> [DATASET RECORDS]:

=== Begin Enclosure ===

PR #2027, opened 2021-11-12
Generate graph for a specific timeline

berggren:
This PR add support for per timeline graph generation. There are times where it is desirable to be able to choose which timeline to generate the graph for.

* Add URL parameter support (?timeline=<ID>)
* Dropdown to choose timeline
* Warning to indicate that the cached graph is generated from a single timeline
* Keeps backwards compatibility with old graph caches

Screenshot 2021-11-12 at 12 18 06

We can add support for multiple timelines in the future.

### DIFF
--- a/timesketch/lib/graphs/interface.py
+++ b/timesketch/lib/graphs/interface.py
@@ -142,6 +142,7 @@ class BaseGraphElement:
         Returns:
             MD5 hash (str): MD5 hash of the provided label.
         """
+
         id_string = self.attributes.get('id', self.label)
         return hashlib.md5(id_string.encode('utf-8')).hexdigest()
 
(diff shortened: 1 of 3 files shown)


timesketch/lib/graphs/interface.py
```diff
@@ -142,6 +142,7 @@ def _generate_id(self):
         Returns:
             MD5 hash (str): MD5 hash of the provided label.
         """
+
```
jaegeral, line 145: Lint, this newline seems not needed.

jaegeral:
Please also add a blob to the documentation and maybe include your screenshot to it.

jaegeral (approved):
Dedicated issue for Graph documentation will be filed.

LGTM

berggren:
Doc: https://github.com/google/timesketch/issues/2028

=== End Enclosure ===

> [WORK ORDER]: Send back exactly, with nothing added, the lines from the first line of the material above through the line holding "This PR add"; both ends are included.

> [ANSWER]:
PR #2027, opened 2021-11-12
Generate graph for a specific timeline

berggren:
This PR add support for per timeline graph generation. There are times where it is desirable to be able to choose which timeline to generate the graph for.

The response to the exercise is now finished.